■ WORK TO COMPLETE
Write the listing below again, word for word.
===== MATERIAL TO PROCESS =====
PR #277, opened 2017-04-12
Offset segments to show both directions in neighborhood_ways tiles

### LINKED ISSUE #261: Update tile generation to show both ft_seg_stress and tf_seg_stress
By drawing both, each slightly offset to one side of the road or the other. Hopefully this can be done with styling...

KlaasH:
## Overview

Updates the styling for the stress score tiles to
- only rely on the `SEG_STR` scores (formerly it also looked at `INT_STR`)
- display the `FT` and `TF` scores separately by offsetting them in opposite directions.

### Demo

image

### Notes

- I also changed the tile generation command to produce some output, rather than none, as it was doing, or tens of thousands of lines, as it was doing before that.
- The sample above is from a York, PA, analysis, and seems to be missing some roads. I opened the exported neighborhood_ways shapefile in QGIS and confirmed that they're not there.

## Testing Instructions

Rebuild the `tilemaker` container and run it.  You can create a job locally and run the analysis then the tilemaker commands that get printed to the logs, or you could run tile generation for an already-finished analysis, along the lines of
```
AWS_STORAGE_BUCKET_NAME='<username>-pfb-storage-us-east-1' PFB_JOB_ID='<job_id>' PFB_S3_RESULTS_PATH='results/<job_id>' PFB_S3_TILES_PATH='results/<job_id>/tiles' docker-compose run tilemaker
```

Resolves #261.

### DIFF
--- a/src/tilemaker/entrypoint.sh
+++ b/src/tilemaker/entrypoint.sh
@@ -37,12 +37,15 @@ ogr2ogr -overwrite -t_srs EPSG:4326 -f "ESRI Shapefile" "/data/" \
 TL_BOUNDS=$(ogrinfo -so -al "/data/${TL_SHAPEFILE_NAME}.shp" \
     | grep Extent | sed -E 's/.*\((.*), (.*)\) - \((.*), (.*)\).*/\1 \2 \3 \4/')
 
-# Make tiles and upload them to S3
+# Make tiles and upload them to S3.
+# 'tl' only has totally-quiet or very-verbose (every tile) output options, so this filters
+# the output to show the first line then every 1000th line thereafter.
 /usr/bin/time -f "\nTIMING: %C\nTIMING:\t%E elapsed %Kkb mem\n" \
-tl copy --quiet --min-zoom "${TL_MIN_ZOOM}" --max-zoom "${TL_MAX_ZOOM}" \
+tl copy --min-zoom "${TL_MIN_ZOOM}" --max-zoom "${TL_MAX_ZOOM}" \
     --bounds "${TL_BOUNDS}" \
     "mapnik:///opt/pfb/tilemaker/styles/${TL_SHAPEFILE_NAME}_style.xml" \
-    "s3://${AWS_STORAGE_BUCKET_NAME}/${PFB_S3_TILES_PATH}/{z}/{x}/{y}.png"
+    "s3://${AWS_STORAGE_BUCKET_NAME}/${PFB_S3_TILES_PATH}/{z}/{x}/{y}.png" \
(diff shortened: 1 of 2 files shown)


spencerrecneps:
@KlaasH can you elaborate on the missing roads? Is there an example you can point me to so I can make sure we're not missing something on the import?

spencerrecneps:
@KlaasH Ah never mind. I didn't notice the base map had roads drawn. I see what you're saying. I'll investigate. My guess is those are alleys, which we don't include.

spencerrecneps:
Yep. Those are tagged as alleys. We should be OK.

KlaasH:
That screenshot was most of my screen, so it should be viewed zoomed in a little vs. how it's shown inline on GitHub.  I made the gap depend on zoom level because one pixel looked too small when zoomed in but too big when zoomed out.

But also, the testing instructions could be more complete.  How about this?

- Make a directory and copy your generated tiles into it:
```
mkdir raster_preview  && cd raster_preview
aws --profile pfb s3 sync s3://USERNAME-pfb-storage-us-east-1/results/JOB_ID/tiles .
```
- Copy this file into the same directory, as `index.html`:
```
<!DOCTYPE html>
<html>
    <head>
        <title>Vector Tiles Example</title>
        <meta charset="utf-8" />
        <meta name="viewport" content="width=device-width, initial-scale=1.0">

        <link rel="stylesheet" href="https://unpkg.com/leaflet@1.0.3/dist/leaflet.css" />
        <script src="https://unpkg.com/leaflet@1.0.3/dist/leaflet.js"></script>
    </head>

    <body style='margin:0'>
        <div id="map" style="width: 100vw; height: 100vh; background: white"></div>
        <script type="text/javascript">
var map = L.map('map');

var baseLayer = L.tileLayer('http://server.arcgisonline.com/ArcGIS/rest/services/Canvas/World_Light_Gray_Base/MapServer/tile/{z}/{y}/{x}', {
    attribution: 'Tiles &copy; Esri &mdash; Esri, DeLorme, NAVTEQ',
    maxZoom: 17,
    minZoom: 3,
    noWrap: true  
}).addTo(map);

var rasterLayer = L.tileLayer("/{z}/{x}/{y}.png", {}).addTo(map);

map.setView({ lat: 40, lng: -75 }, 9);
</script>
    </body>

</html>
```
- Install and run the Node mini-server (assumes you have Node installed)
```
npm install http-server
./node_modules/http-server/bin/http-server
```
- Go to the URL it prints (probably http://127.0.0.1:8080).  It should show a map with your tiles on it.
=====
■ RESULT OF THIS EXERCISE
PR #277, opened 2017-04-12
Offset segments to show both directions in neighborhood_ways tiles

### LINKED ISSUE #261: Update tile generation to show both ft_seg_stress and tf_seg_stress
By drawing both, each slightly offset to one side of the road or the other. Hopefully this can be done with styling...

KlaasH:
## Overview

Updates the styling for the stress score tiles to
- only rely on the `SEG_STR` scores (formerly it also looked at `INT_STR`)
- display the `FT` and `TF` scores separately by offsetting them in opposite directions.

### Demo

image

### Notes

- I also changed the tile generation command to produce some output, rather than none, as it was doing, or tens of thousands of lines, as it was doing before that.
- The sample above is from a York, PA, analysis, and seems to be missing some roads. I opened the exported neighborhood_ways shapefile in QGIS and confirmed that they're not there.

## Testing Instructions

Rebuild the `tilemaker` container and run it.  You can create a job locally and run the analysis then the tilemaker commands that get printed to the logs, or you could run tile generation for an already-finished analysis, along the lines of
```
AWS_STORAGE_BUCKET_NAME='<username>-pfb-storage-us-east-1' PFB_JOB_ID='<job_id>' PFB_S3_RESULTS_PATH='results/<job_id>' PFB_S3_TILES_PATH='results/<job_id>/tiles' docker-compose run tilemaker
```

Resolves #261.

### DIFF
--- a/src/tilemaker/entrypoint.sh
+++ b/src/tilemaker/entrypoint.sh
@@ -37,12 +37,15 @@ ogr2ogr -overwrite -t_srs EPSG:4326 -f "ESRI Shapefile" "/data/" \
 TL_BOUNDS=$(ogrinfo -so -al "/data/${TL_SHAPEFILE_NAME}.shp" \
     | grep Extent | sed -E 's/.*\((.*), (.*)\) - \((.*), (.*)\).*/\1 \2 \3 \4/')
 
-# Make tiles and upload them to S3
+# Make tiles and upload them to S3.
+# 'tl' only has totally-quiet or very-verbose (every tile) output options, so this filters
+# the output to show the first line then every 1000th line thereafter.
 /usr/bin/time -f "\nTIMING: %C\nTIMING:\t%E elapsed %Kkb mem\n" \
-tl copy --quiet --min-zoom "${TL_MIN_ZOOM}" --max-zoom "${TL_MAX_ZOOM}" \
+tl copy --min-zoom "${TL_MIN_ZOOM}" --max-zoom "${TL_MAX_ZOOM}" \
     --bounds "${TL_BOUNDS}" \
     "mapnik:///opt/pfb/tilemaker/styles/${TL_SHAPEFILE_NAME}_style.xml" \
-    "s3://${AWS_STORAGE_BUCKET_NAME}/${PFB_S3_TILES_PATH}/{z}/{x}/{y}.png"
+    "s3://${AWS_STORAGE_BUCKET_NAME}/${PFB_S3_TILES_PATH}/{z}/{x}/{y}.png" \
(diff shortened: 1 of 2 files shown)


spencerrecneps:
@KlaasH can you elaborate on the missing roads? Is there an example you can point me to so I can make sure we're not missing something on the import?

spencerrecneps:
@KlaasH Ah never mind. I didn't notice the base map had roads drawn. I see what you're saying. I'll investigate. My guess is those are alleys, which we don't include.

spencerrecneps:
Yep. Those are tagged as alleys. We should be OK.

KlaasH:
That screenshot was most of my screen, so it should be viewed zoomed in a little vs. how it's shown inline on GitHub.  I made the gap depend on zoom level because one pixel looked too small when zoomed in but too big when zoomed out.

But also, the testing instructions could be more complete.  How about this?

- Make a directory and copy your generated tiles into it:
```
mkdir raster_preview  && cd raster_preview
aws --profile pfb s3 sync s3://USERNAME-pfb-storage-us-east-1/results/JOB_ID/tiles .
```
- Copy this file into the same directory, as `index.html`:
```
<!DOCTYPE html>
<html>
    <head>
        <title>Vector Tiles Example</title>
        <meta charset="utf-8" />
        <meta name="viewport" content="width=device-width, initial-scale=1.0">

        <link rel="stylesheet" href="https://unpkg.com/leaflet@1.0.3/dist/leaflet.css" />
        <script src="https://unpkg.com/leaflet@1.0.3/dist/leaflet.js"></script>
    </head>

    <body style='margin:0'>
        <div id="map" style="width: 100vw; height: 100vh; background: white"></div>
        <script type="text/javascript">
var map = L.map('map');

var baseLayer = L.tileLayer('http://server.arcgisonline.com/ArcGIS/rest/services/Canvas/World_Light_Gray_Base/MapServer/tile/{z}/{y}/{x}', {
    attribution: 'Tiles &copy; Esri &mdash; Esri, DeLorme, NAVTEQ',
    maxZoom: 17,
    minZoom: 3,
    noWrap: true  
}).addTo(map);

var rasterLayer = L.tileLayer("/{z}/{x}/{y}.png", {}).addTo(map);

map.setView({ lat: 40, lng: -75 }, 9);
</script>
    </body>

</html>
```
- Install and run the Node mini-server (assumes you have Node installed)
```
npm install http-server
./node_modules/http-server/bin/http-server
```
- Go to the URL it prints (probably http://127.0.0.1:8080).  It should show a map with your tiles on it.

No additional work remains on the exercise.